Berbagai penelitian dan pengakuan mereka yang keluar dari sel-sel radikal dan ekstrim mengisyaratkan, mahasiswa perguruan tinggi umum (PTU) lebih rentan terhadap rekrutmen daripada mahasiswa perguruan tinggi keagamaan Islam (PTKI). Gejala ini berkaitan dengan kenyataan, cara pandang mahasiswa PTU—khususnya di bidang eksakta, sains dan teknologi—cenderung hitam putih. Sementara mahasiswa PTKI yang mendapat keragaman perspektif tentang Islam, cenderung lebih terbuka dan penuh nuansa.

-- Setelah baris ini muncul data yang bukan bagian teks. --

PR #953, opened 2024-01-26
(feat) O3-2749 Service Queues - Add Patient Banner to "Add patient to queue" form

chibongho:
## Requirements

## Summary

Make it so that the form to add a paitent to a queue has a `<PatientBanner />` so we can see who we are adding. This is consistent with the UI in the appointments app when adding new appointments.

Note: a lot of translation files are changed from the git pre-push hook. I only actually changed patient-search.component.tsx and appointments-header.component.tsx

cc: @ojwanganto

## Screenshots

image


mseaton (commented):
Before reviewing in more detail, it might be worthwhile to separate out the changes due to the pre-commit hooks from those related to this ticket.  Can we get the pre-commit hooks to execute on a checkout without changes, and review/commit that, and then this PR can build on that and show just what is meaningful?
@denniskigen  / @ibacher - what's up with these changes that come in from the git hooks?  What is your typical approach to dealing with these?
@chibongho - note, there is also a failing check below

ibacher:
> what's up with these changes that come in from the git hooks?

It's mostly to ensure that new translation strings are correctly added to all files and unused translation strings are removed. They're done in Git hooks mostly so it's automatic for people, though this may be the result of people by-passing those checks.

>  What is your typical approach to dealing with these?

In general, I just mark the translation files as "Viewed" in the PR list and focus on the code.

ibacher:
While this isn't per se a reason to stop this PR, I think we're at the point where we should refactor the patient header into a standard React component. Creating a number of slots all with the same name is not how the extension system is intended to be used...

mogoodrich:
Yeah, I bypassed the pre-commit hook to add the translations as well in my recent commit because it was adding a lot of noise... also, although it's great to clean these up automatically, I'm a little fearful that it may be a bit aggressive in deleting translations... if we remove a message code, potentially temporarily, we have to re-translate when we add it back in, but I guess that's the a trade off...

mogoodrich:
> While this isn't per se a reason to stop this PR, I think we're at the point where we should refactor the patient header into a standard React component. Creating a number of slots all with the same name is not how the extension system is intended to be used...

Tend to agree, but this *does* allow an implementation to add in their own custom header in a way that just having this be a component would not, correct @ibacher ?

mogoodrich (approved):
Approved, though we should determine if we want to merge in all these translation changes as part of this commit.

donaldkibet (approved):

chibongho:
Ok, thanks for the reviews. I'll go ahead and separate the translation stuff into a separate PR.

PR #959, opened 2024-01-30
(feat) Add configurability to Recently Searched Patients feature

denniskigen:
## Requirements

## Summary

This PR makes the Recently Searched Patients feature configurable by toggling it on only when the `showRecentlySearchedPatients` config property is truthy. This is a precursor to future work aimed at improving the performance of the feature. Presently, looking up 10 recently searched patient records by default when the search box is launched is not ideal from a performance perspective. Making this behaviour configurable means users get the default performant search out of the box, and then can choose to opt into the recently search patients functionality.

I've also removed use of the lodash `debounce` function, leveraging the `useDebounce` hook instead for debounce functionality to the `CompactPatientSearchComponent` component.


chibongho (approved):
LGTM

mogoodrich (approved):
Thanks @denniskigen .  I'm not super familiar with this code, so only gave a quick review, but looks good, and your reasoning in the PR is sound as well, thanks!

packages/esm-patient-search-app/src/compact-patient-search/compact-patient-search.component.tsx
```diff
@@ -24,14 +23,17 @@ const CompactPatientSearchComponent: React.FC<CompactPatientSearchProps> = ({
   shouldNavigateToPatientSearchPage,
 }) => {
   const [searchTerm, setSearchTerm] = useState(initialSearchTerm);
-  const showSearchResults = useMemo(() => !!searchTerm.trim(), [searchTerm]);
+  const debouncedSearchTerm = useDebounce(searchTerm);
+  const hasSearchTerm = useMemo(() => Boolean(debouncedSearchTerm.trim()), [debouncedSearchTerm]);
```
ibacher, line 27: Do we need the `useMemo()` here? It seems like `Boolean(debouncedSearchTerm.trim()` is a fast operation...

packages/esm-patient-search-app/src/config-schema.ts
```diff
@@ -7,6 +7,11 @@ export const configSchema = {
       _description: 'Where clicking a patient result takes the user. Accepts template parameter ${patientUuid}',
       _validators: [validators.isUrlWithTemplateParameters(['patientUuid'])],
     },
+    showRecentlySearchedPatients: {
+      _type: Type.Boolean,
+      _default: false,
```
ibacher, line 12: I think it's most likely that we should leave the default as `true`, since that's effectively the functionality we've been shipping since this feature was added.

ibacher (approved):
LGTM. Couple of nits.

packages/esm-patient-search-app/src/compact-patient-search/compact-patient-search.component.tsx
denniskigen: No, we don't. Good catch.

packages/esm-patient-search-app/src/config-schema.ts
denniskigen: I'm inclined to keep this as `false`, at least until I've taken a stab at improving the performance of the Recent Patient search functionality (which I intend to do following this PR).

PR #1317, opened 2024-09-17
(feat) Add text-to-speech voice call support for ticket numbers in queue screen

FelixKiprotich350:
…queues

## Requirements

## Summary
This feature aims at voice calling ticket number in Service Queue by using Text-to-Speech web api 

## Screenshots
https://drive.google.com/file/d/1i_mW3YTR6XcOHsdrGbUiQ0bLMz8M8Ju5/view?usp=sharing

## Related Issue
https://openmrs.atlassian.net/browse/O3-3995


packages/esm-service-queues-app/src/queue-screen/queue-screen.component.tsx
```diff
@@ -1,15 +1,69 @@
...
+        message.onend = resolve;
+        speaker.speak(message);
+      });
+    } else {
+      return Promise.resolve();
+    }
+  }
+
+  useEffect(() => {
+    const readableTickets = locationFilteredTickets.filter((item) => item.status == 'calling');
```
ojwanganto, line 49: readableTickets may mean some are not readable. We can adopt a name i.e. ticketsToCallOut or something else

FelixKiprotich350: resolved

packages/esm-service-queues-app/src/queue-screen/queue-screen.component.tsx
```diff
@@ -1,15 +1,69 @@
...
 
 interface QueueScreenProps {}
 
 const QueueScreen: React.FC<QueueScreenProps> = () => {
   const { t } = useTranslation();
-  const { activeTickets, isLoading, error } = useActiveTickets();
+  const { activeTickets, isLoading, error, mutate } = useActiveTickets();
+  const speaker = window.speechSynthesis;
+  const [isSpeaking, setIsSpeaking] = useState(false);
+  const selectedLocation = useSelectedQueueLocationUuid();
```
denniskigen, line 16: Looks like we're not using this anywhere

packages/esm-service-queues-app/src/queue-screen/queue-screen.component.tsx
```diff
@@ -1,15 +1,69 @@
...
+      message.pitch = 1;
+      message.text = utterance;
+      return new Promise((resolve) => {
+        message.onend = resolve;
+        speaker.speak(message);
+      });
+    } else {
+      return Promise.resolve();
+    }
+  }
```
denniskigen, line 46: This could be moved into the component function body and memoized with a `useCallback`:

```tsx
  const readTicket = useCallback((queue) => {
    if ('speechSynthesis' in window) {
      const message = new SpeechSynthesisUtterance();
      const [prefix, suffix] = queue.ticketNumber.split('-');
      const utterance = `Ticket Number: ${prefix.split('')}, - ${suffix.split('')}, Please Proceed To Room, ${queue.room}`;
      message.rate = 1;
      message.pitch = 1;
      message.text = utterance;
      return new Promise<void>((resolve) => {
        message.onend = resolve;
        speaker.speak(message);
      });
    }
    return Promise.resolve();
  }, [speaker]);
```

Also, if the `SpeechSynthesisUtterance` API is locale-aware (it probably is), we should consider internationalising `utterance` using something like:

```tsx
	 const utterance = t(
          'ticketAnnouncement',
          'Ticket number: {{prefix}}, - {{suffix}}, please proceed to room {{room}}',
          {
            prefix: prefix.split('').join(' '),
            suffix: suffix.split('').join(' '),
            room: queue.room,
          },
        );
```

packages/esm-service-queues-app/src/queue-screen/queue-screen.component.tsx
```diff
@@ -1,15 +1,69 @@
...
+
+  useEffect(() => {
+    const ticketsToCallOut = locationFilteredTickets.filter((item) => item.status == 'calling');
```
denniskigen, line 49:
```suggestion
    const ticketsToCallOut = locationFilteredTickets.filter((item) => item.status === 'calling');
```

packages/esm-service-queues-app/src/queue-screen/queue-screen.component.tsx
```diff
@@ -1,15 +1,69 @@
...
+    if (ticketsToCallOut.length > 0 && !isSpeaking) {
+      setIsSpeaking(true);
+      const readTickets = async () => {
+        for (const ticket of ticketsToCallOut) {
+          await readTicket(ticket, speaker);
+        }
+        setIsSpeaking(false);
+        if (typeof mutate === 'function') {
+          mutate();
+        }
```
denniskigen, line 59:
```suggestion
        mutate?.();
```

packages/esm-service-queues-app/src/queue-screen/queue-screen.component.tsx
```diff
@@ -19,13 +73,6 @@ const QueueScreen: React.FC<QueueScreenProps> = () => {
     return <div>Error</div>;
```
denniskigen, line 73: We need a better error state here. Consider using the `ErrorState` component from the framework:

```tsx
 return <ErrorState error={error} headerTitle={t('queueScreenError', 'Queue screen error')} />;
```

denniskigen:
Thanks for taking a stab at this, @FelixKiprotich350. I've left a few suggestions around optimising the code, handling internationalisation, and error states.

packages/esm-service-queues-app/src/queue-screen/queue-screen.component.tsx
denniskigen, line 16: Looks like we're not using this variable. If so, we should remove it.

packages/esm-service-queues-app/src/queue-screen/queue-screen.component.tsx
```diff
@@ -1,15 +1,69 @@
...
+  const [isSpeaking, setIsSpeaking] = useState(false);
+  const selectedLocation = useSelectedQueueLocationUuid();
+  const locationFilteredTickets = activeTickets;
+
+  const rowData = locationFilteredTickets.map((ticket, index) => ({
+    id: `${index}`,
+    room: ticket.room,
+    ticketNumber: ticket.ticketNumber,
+    status: ticket.status,
+  }));
```
denniskigen, line 24: Consider memoizing `rowData`:

```tsx
  const rowData = useMemo(() => 
    activeTickets.map((ticket, index) => ({
      id: `${index}`,
      room: ticket.room,
      ticketNumber: ticket.ticketNumber,
      status: ticket.status,
    })),
  [activeTickets]);
```

Also, is there something unique in the response that we could use as the `id` instead of `index`? Maybe a UUID?

packages/esm-service-queues-app/src/queue-screen/queue-screen.component.tsx
```diff
@@ -1,15 +1,69 @@
...
 interface QueueScreenProps {}
 
 const QueueScreen: React.FC<QueueScreenProps> = () => {
   const { t } = useTranslation();
-  const { activeTickets, isLoading, error } = useActiveTickets();
+  const { activeTickets, isLoading, error, mutate } = useActiveTickets();
+  const speaker = window.speechSynthesis;
+  const [isSpeaking, setIsSpeaking] = useState(false);
+  const selectedLocation = useSelectedQueueLocationUuid();
+  const locationFilteredTickets = activeTickets;
```
denniskigen, line 17: Did you mean to filter `activeTickets` by location here? If not, then we probably don't need the alias and we should use `activeTickets` directly.

FelixKiprotich350: i did this because ill be making a follow up later to filter by location, am waiting for  someone to include the locaion uuid in the response so that i can utilize that,,,

packages/esm-service-queues-app/src/queue-screen/queue-screen.component.tsx
FelixKiprotich350: @denniskigen currently the response does not have uuid thats why i opted to use index

ibacher:
This option needs to be behind some kind of configuration. I don't think it should be enabled by default. I'm also slightly suspicious that embedding this in a frontend module is the right approach. While it works for a small clinic, I don't think it is a great idea for larger clinics. Basically, this is the type of feature that needs some community discussion before it's mergeable, but I like it!

packages/esm-service-queues-app/src/queue-screen/queue-screen.component.tsx
denniskigen: Best to not include it until then

ojwanganto:
> This option needs to be behind some kind of configuration. I don't think it should be enabled by default. I'm also slightly suspicious that embedding this in a frontend module is the right approach. While it works for a small clinic, I don't think it is a great idea for larger clinics. Basically, this is the type of feature that needs some community discussion before it's mergeable, but I like it!

This will be helpful.

packages/esm-service-queues-app/src/queue-screen/queue-screen.component.tsx
FelixKiprotich350: well gotten

FelixKiprotich350:
Yea sure ,,, with the community discussions i believe we will have good ideas on how best we can implement this and configure dynamically

FelixKiprotich350:
> This option needs to be behind some kind of configuration. I don't think it should be enabled by default. I'm also slightly suspicious that embedding this in a frontend module is the right approach. While it works for a small clinic, I don't think it is a great idea for larger clinics. Basically, this is the type of feature that needs some community discussion before it's mergeable, but I like it!

this is true @ibacher , but how do you see it given that the feature can be used dynamically with the help of some configurations. Given an example of a large clinic/facility with multiple queue locations and service points, where every point or Queue has a screen to call ticketes specifically for that point?

ibacher:
@FelixKiprotich350 If I had exact thoughts on how this kind of feature should work, I would've included them. That's why I think we need a community discussion on Talk, because I'm not exactly sure what the best behaviour is here. My guess is that there's a lot of additional layers that are needed, i.e., for a user viewing the queue to select to be a system that automatically calls out tickets so that, e.g., a clinic manager or clinician viewing the queue in an office doesn't need to be bothered. Similarly, with a larger clinic, there may be two or more, e.g., nurse stations working on the same queue, in which case only one should probably be announcing.

But this requires more thought than is ideal to document on a PR in comments, hence, a Talk post would be ideal.

FelixKiprotich350:
Agree..... You can guide on how to go about it

mogoodrich:
I tend to agree with @ibacher , thanks... fyi @mseaton  @chibongho

denniskigen:
Could we wire up some test coverage for this new functionality?

FelixKiprotich350:
> Could we wire up some test coverage for this new functionality?

yes sure i can do that

packages/esm-service-queues-app/src/queue-screen/queue-screen.component.tsx
```diff
@@ -1,31 +1,88 @@
...
+        status: ticket.status,
+      })),
+    [activeTickets],
+  );
+  const readTicket = useCallback(
+    (queue) => {
+      if ('speechSynthesis' in window) {
+        const message = new SpeechSynthesisUtterance();
+        const [prefix, suffix] = queue.ticketNumber.split('-');
+        // const utterance = `Ticket Number: ${prefix.split('')}, - ${suffix.split('')}, Please Proceed To Room, ${queue.room}`;
```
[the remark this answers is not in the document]
FelixKiprotich350: noted

brandones:
Agree with @ibacher that more discussion is needed. Since there's no Talk link posted here I assume there's no Talk thread and will share my thoughts here.

My suggestion would be that there should just be a page for this functionality. If someone wants their computer to make announcements for the queue, they just leave a tab open on that page.

Eventually, and this would need design, the full vision might be a "queue display" page which has a toggle for whether to make audio announcements and which has a button that will open a separate window that is intended to be displayed full-screen on a monitor facing the patients in the waiting room. Like Google Slides "presenter view" feature.

brandones:
Since no one is responding and there have been no updates I'm going to close this for now. Feel free to re-open once things get going again.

Dengan suasana kebebasan akademis dan juga kebebasan sosial di kampus jelas sangat sulit bagi pimpinan PT mengontrol para mahasiswa mereka—apalagi para alumni yang telah menyebar ke berbagai sektor kehidupan dan umumnya tidak pernah kembali ke almamaternya.
Karena itu, kampus sebagai ranah publik dengan mahasiswa dan alumni yang terkait kealmamateran bisa tidak imun terhadap berbagai pengaruh dan infiltrasi paham, wacana dan gerakan dari luar. Karena itu, dari waktu ke waktu di lingkungan kampus berbagai PT hampir selalu ada kelompok-kelompok radikal dan ekstrim—baik ekstrim kanan maupun kiri.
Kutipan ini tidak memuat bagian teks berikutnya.